PR #285, opened 2022-07-04
Add support for VRF devices (LP: #1773522)

slyon:
## Description
Adding support for Virtual Routing and Forwarding devices using the sd-networkd and NetworkManager backends.
Any VRF device is linked to a (new) routing table, specified via the `table` stanza and can define its child interfaces via `interfaces: [...]`. If any `routes:` or `routing-policy:` settings are given, those are implicitly connected to the VRF's routing table.

It builds upon #272 (squashed & rebased), extracted VRF bits.

Example:
```
network:
  version: 2
  [...]
  vrfs:
    vrf1005:
      table: 1005
      interfaces:
        - br1
        - br1005
      routes:  # uses "table: 1005" implicitly
        - to: default
          via: 10.10.10.4
      routing-policy:
        - from: 10.10.10.42
  bridges:
    br1:
      interfaces: [...]
    br1005:
      interfaces: [...]
```

## Checklist

- [x] \(Optional\) Closes an open bug in Launchpad. [LP#1773522](https://pad.lv/1773522)

### DIFF
--- a/src/parse.c
+++ b/src/parse.c
@@ -2023,6 +2023,29 @@ static const mapping_entry_handler bond_params_handlers[] = {
 };
 
 static gboolean
+handle_vrf_interfaces(NetplanParser* npp, yaml_node_t* node, const void* data, GError** error)
+{
+    /* all entries must refer to already defined IDs */
+    for (yaml_node_item_t *i = node->data.sequence.items.start; i < node->data.sequence.items.top; i++) {
+        yaml_node_t *entry = yaml_document_get_node(&npp->doc, *i);
+        NetplanNetDefinition *component;
+
+        assert_type(npp, entry, YAML_SCALAR_NODE);
+        component = g_hash_table_lookup(npp->parsed_defs, scalar(entry));
+        if (!component) {
+            add_missing_node(npp, entry);
+        } else {
+            if (component->vrf_link && component->vrf_link != npp->current.netdef)
+                return yaml_error(npp, node, error, "%s: interface '%s' is already assigned to vrf %s",
+                                  npp->current.netdef->id, scalar(entry), component->vrf_link->id);
+            component->vrf_link = npp->current.netdef;
+        }
+    }
+
+    return TRUE;
+}
+
+static gboolean
 handle_bonding(NetplanParser* npp, yaml_node_t* node, const char* key_prefix, const void* _, GError** error)
 {
     return process_mapping(npp, node, key_prefix, bond_params_handlers, NULL, error);
@@ -2546,6 +2569,16 @@ static const mapping_entry_handler vlan_def_handlers[] = {
     {NULL}
 };
 
+static const mapping_entry_handler vrf_def_handlers[] = {
+    COMMON_BACKEND_HANDLERS,
+    {"renderer", YAML_SCALAR_NODE, {.generic=handle_netdef_renderer}},
+    {"interfaces", YAML_SEQUENCE_NODE, {.generic=handle_vrf_interfaces}, NULL},
+    {"table", YAML_SCALAR_NODE, {.generic=handle_netdef_guint}, netdef_offset(vrf_table)},
+    {"routes", YAML_SEQUENCE_NODE, {.generic=handle_routes}},
+    {"routing-policy", YAML_SEQUENCE_NODE, {.generic=handle_ip_rules}},
+    {NULL}
+};
+
 static const mapping_entry_handler modem_def_handlers[] = {
     COMMON_LINK_HANDLERS,
     COMMON_BACKEND_HANDLERS,
@@ -2763,6 +2796,7 @@ handle_network_type(NetplanParser* npp, yaml_node_t* node, const char* key_prefi
             case NETPLAN_DEF_TYPE_MODEM: handlers = modem_def_handlers; break;
             case NETPLAN_DEF_TYPE_TUNNEL: handlers = tunnel_def_handlers; break;
             case NETPLAN_DEF_TYPE_VLAN: handlers = vlan_def_handlers; break;
+            case NETPLAN_DEF_TYPE_VRF: handlers = vrf_def_handlers; break;
             case NETPLAN_DEF_TYPE_WIFI: handlers = wifi_def_handlers; break;
             case NETPLAN_DEF_TYPE_NM:
                 g_warning("netplan: %s: handling NetworkManager passthrough device, settings are not fully supported.", npp->current.netdef->id);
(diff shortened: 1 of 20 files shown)


Conan-Kudo:
Can we have NetworkManager supported in this PR (or shortly afterward)?

Conan-Kudo:
Awesome!

slyon:
The new integration tests (`routing.test_vrf_basic`) are finally passing in CI and the commit history should now be rather clean.

Thank you very much for the initial implementation @netdever for the initial implementation.
May I ask you to do a review of the VRF code that I added/adopted on top of yours?

Also, @Conan-Kudo seems to be interested, especially in the NetworkManager part.
May I ask you to do a code-review on this PR as well?

Conan-Kudo (approved):

src/validation.c
```diff
@@ -415,6 +420,51 @@ validate_sriov_rules(const NetplanParser* npp, NetplanNetDefinition* nd, GError*
...
+        NetplanNetDefinition *nd = value;
+        if (nd->type != NETPLAN_DEF_TYPE_VRF || !nd->routes)
+            continue;
+
+        /* Routes */
+        for (size_t i = 0; i < nd->routes->len; i++) {
+            NetplanIPRoute* r = g_array_index(nd->routes, NetplanIPRoute*, i);
+            if (r->table == nd->vrf_table)
+                continue;
+            else if (r->table != NETPLAN_ROUTE_TABLE_UNSPEC && r->table != nd->vrf_table) {
```
schopin-pro, line 441: question: can't we remove the later clause of the `&&` as already proven by the earlier `if` ?

src/validation.c
```diff
@@ -415,6 +420,51 @@ validate_sriov_rules(const NetplanParser* npp, NetplanNetDefinition* nd, GError*
...
+                g_set_error(error, G_MARKUP_ERROR, G_MARKUP_ERROR_INVALID_CONTENT,
+                            "%s: VRF routes table mismatch (%d != %d)", nd->id, nd->vrf_table, r->table);
+                return FALSE;
+            } else {
+                r->table = nd->vrf_table;
```
schopin-pro, line 446: question: will the table be rendered out via `netplan get` ? Not sure, since it's not marked as dirty...

doc/netplan.md
```diff
@@ -72,7 +72,7 @@ Physical devices
 
 Virtual devices
 
-:  (Examples: veth, bridge, bond) These are fully under the control of the
+:  (Examples: veth, bridge, bond, vrf) These are fully under the control of the
```
schopin-pro, line 75: question (blocking): Seeing `vrf` in this list, how is revertability handled in `netplan try`?

Does `networkd` handle it on its own?

schopin-pro (commented):
Looks good, but I'd need confirmation on the revertability issue.

src/parse.c
```diff
@@ -2022,6 +2022,29 @@ static const mapping_entry_handler bond_params_handlers[] = {
...
+        } else {
+            if (component->vrf_link && component->vrf_link != npp->current.netdef)
+                return yaml_error(npp, node, error, "%s: interface '%s' is already assigned to vrf %s",
+                                  npp->current.netdef->id, scalar(entry), component->vrf_link->id);
+            component->vrf_link = npp->current.netdef;
+        }
+    }
+
+    return TRUE;
+}
```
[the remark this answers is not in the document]
slyon: ACK. The other functions (bonds/bridges) use the "netplan id" string as a link here, while I reworked this new function to use an actuall pointer to the other netdef. I think in the long run we want to switch to using pointers everywhere.

src/validation.c
slyon: Yes we can!

src/validation.c
slyon: It will not be rendered out via `netplan get`, which is what we want, as we want to rely on the VRF's `table` setting only. So I think that's all fine.

doc/netplan.md
slyon: This is a very good question! And I needed to do some investigation in order to answer this. But this is working as expected (and similar to `vlans`): `vrfs` are cleaned up on `netplan apply` (if using the `--state` parameter properly) or on `netplan try` (using the `--config-file` parameter). `netplan try --state ...` still behaves a bit odd, but that's unrelated to this PR.

VRFs are different to bonds/bridges, in that the backend (networkd/NM) does not need to initialize certain parameters, which cannot be changed afterwards and is therefore much more similar to a VLAN interface, which can just be deleted.
So I think this is all fine!

```
$ cat /etc/netplan/main_test.yaml 
network:
  version: 2
  renderer: networkd
  ethernets:
    enp0s31f6:
      dhcp4: true
      dhcp6: true
$ cat ./test.yaml
network:
  vrfs:
    vrf0:
      table: 1004
      interfaces: [enp0s31f6]
$ sudo LD_LIBRARY_PATH=. PYTHONPATH=. src/netplan.script --config-file=test.yaml try
Do you want to keep these settings?


Press ENTER before the timeout to accept the new configuration


Changes will revert in 111 seconds

# === meanwhile in another terminal === 
$ ip l show vrf0
110: vrf0: <NOARP,MASTER,UP,LOWER_UP> mtu 65575 qdisc noqueue state UP mode DEFAULT group default qlen 1000
    link/ether a2:f7:52:d9:7c:5c brd ff:ff:ff:ff:ff:ff
# === terminal switch ===
^C
Reverting.
$ ip l show vrf0
Device "vrf0" does not exist.
```

(I actually found a bug/typo while testing this, which I fixed in b39dbea179f5b81609af002fd42986dccb97d1fc)

src/validation.c
schopin-pro: Well, we've usually tried to write out the YAML as close to the original input, even if redundant, hence the dirtyness tracking. If the `table` field is defined in the route *and* in the vrf (and both match), we might want to output it in both places, or alternatively warn that it's redundant, perhaps in verbose mode?

schopin-pro (approved):
LGTM, the `netplan get` question is not blocking for me.

src/validation.c
slyon: Thanks for the clarification, that makes a lot of sense.
I've added a debug log about ignoring the redundant `table` value in V3 of 362b85afdb6f8bd40737ca9989cccb1342bd10c2 to account for that for now.

slyon:
Thanks for your final review. I've added a debug log about ignoring the redundant table value in V3 of 362b85afdb6f8bd40737ca9989cccb1342bd10c2 to account for that for now.

Merging.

==============================

• Exercise brief:
Copy all lines from the material that hold "Examples".

• Solution to this exercise:
-:  (Examples: veth, bridge, bond) These are fully under the control of the
+:  (Examples: veth, bridge, bond, vrf) These are fully under the control of the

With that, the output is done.